In a preferred embodiment of the present invention, marker concentration field distributions can be determined based on the above-mentioned advection-diffusion transport equation. To be more precise, by solving the equation numerically. In the case of an in vivo imaging results analysis, which is opposite to an in silico method being subject of the present invention, a velocity field does not have to be calculated but can be relatively easily reconstructed based on the imaging results. It is hard to estimate how this approach is going to be recognized by the producents of perfusion in vivo imaging devices. In any case, this approach can be very inspiring for development of in silico methods. In this case, a velocity field cannot be reconstructed but has to be calculated using a separate model. From the standpoint of engineering, the description of a marker flow in a tissue can be understood as a description of a marker flow in a porous medium or saturated porous medium. Usually, the description of this flow can implement a Henry Darcy equation (see Ingham D, Pop I (2005) Transport phenomena in porous media, Vafai K (2015) Handbook of porous media, CRC Press) which has a form of

$\begin{array}{cc}u=-\frac{K}{\eta }\nabla p,& \left(36\right)\end{array}$

where K is a permeability tensor. Considering that a velocity field satisfies a Euler balance equation (for liquids), a differential equation can be obtained in the form of

$\begin{array}{cc}\nabla u=\nabla \left(-\frac{K}{\eta }\nabla p\right)=0.& \left(37\right)\end{array}$

This equation gives the possibility of calculation a pressure distribution in a porous domain. Once we arrive at pressure (p), we can use the Darcy equation to obtain the velocity u (see Alves J R et al (2019) Simulation of the perfusion of contrast agent used in cardiac magnetic resonance: a step toward non-invasive cardiac perfusion quantification, Front Physiol, 10, p. 177, Alves J R et al. (2016) Simulation of cardiac perfusion by contrast in the myocardium using a formulation of flow in porous media, J. Comput.
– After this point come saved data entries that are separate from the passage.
PR #1752, opened 2020-08-06
Fix setting application platforms for LHCb

chrisburr:
In #1528 the [template for the DIRAC submission script](https://github.com/ganga-devs/ganga/commit/d65331e786b7c9073e7fe745f11e8ccbf95c587e#diff-99c765b1eb788172b420a7a55e58e926) was changed but `lhcbdiracAPI_script_template` wasn't updated to match.

This is the reason user jobs haven't been matched at various sites including `LCG.CSCS.ch`. Setting the platform in the JDL to `x86_64-centos7-gcc9-opt` (instead of `nehalem-centos7`) means it looks for worker nodes with an OS called `centos7-gcc9-opt`. Jobs are still matched to sites where singularity is useable as it bypasses the OS check.

It's probably worth adding some sanity checks here like `assert "j.setPlatform( \'###PLATFORM###\' )" in DiracScript` so this would have been caught sooner.

cc @VladimirRomanovsky

### DIFF
--- a/ganga/GangaLHCb/Lib/RTHandlers/RTHUtils.py
+++ b/ganga/GangaLHCb/Lib/RTHandlers/RTHUtils.py
@@ -47,7 +47,7 @@ j.setAncestorDepth(###ANCESTOR_DEPTH###)
 
 
     DiracScript = DiracScript.replace('\'###EXE_LOG_FILE###\'', '\'###EXE_LOG_FILE###\', systemConfig=\'###PLATFORM###\'')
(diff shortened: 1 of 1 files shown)


chrisburr:
It looks like the failures are due to the secrets not being available to this PR. I've tested this change locally and it works as expected.

egede:
> It looks like the failures are due to the secrets not being available to this PR. I've tested this change locally and it works as expected.

Yes, that is correct. I do not think that there is too much we can do about this. If we somehow changed it such that the secrets were available to PRs coming from forks, then it would be trivial to make a PR that simply published them. Would be nice if there was an easy way in GitHub to "pre-approve" and let the testing go ahead.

Appl. Math, 295(C), p. 13-24). Every differential equation case, including equation (36), requires boundary condition (here: pressure) to be solved. In every case—also in a preferred embodiment of the present invention—a pressure distribution on the edge of a porous heart muscle is affected by the inflow from coronary arteries. This observation can be generalized for perfusion models of different organs. In a simplified approach, one might use a Daniel Bernoulli equation to achieve this goal. (following Vladimír Lukes et al. (2014) Numerical simulation of liver perfusion: from CT scans to FE model, CoRR, abs/1412.6412). A more advanced approach to the modeling of an inflow to myocardium is presented in the work of a French-American team (see Papamanolis L et al. (2021) Myocardial perfusion simulation for coronary artery disease: a coupled patient-specific multiscale model, Ann Biomed Eng, 49(5), p. 1432-1447, Jaquet C (2018) Toward myocardium perfusion from x-ray computed tomography, Ph.D. Thesis, Université Paris Est) which developed the following equations

$\begin{array}{cc}\{\begin{array}{c}-\frac{\partial Q}{\partial z}=0\\ -\frac{\partial }{\partial z}\left(\alpha \frac{Q^2}{S}\right)+\frac{S}{\rho }\frac{\partial p}{\partial z}+8\pi v\frac{Q}{S}=0\end{array}.& \left(38\right)\end{array}$

Said equations are describing the coronary flow as a steady blood flow along the centerline axis of each vessel. In fact, models implementing said equations are well known to any engineer studying available textbooks about hydraulics (see Wylie E B, Streeter V L (1967) Hydraulics Transients. McGraw-Hill). It is worth to note that this approach to the description of a coronary flow can be easily and effectively expanded by introducing inertial effects. A good example is the work of a Siemens Corporate Research and Technology team (see Sharma P et al. (2012) A patient-specific reduced-order model for coronary circulation, 2012 9th IEEE International Symposium on Biomedical Imaging, p. 832-835, Formaggia L et al. (2003) One-dimensional models for blood flow in arteries, Journal of Engineering Mathematics, 47, p. 251-276). Nevertheless, in its original form, so far, it has not been used in the context considered here. Equation 38 is not used in the invention.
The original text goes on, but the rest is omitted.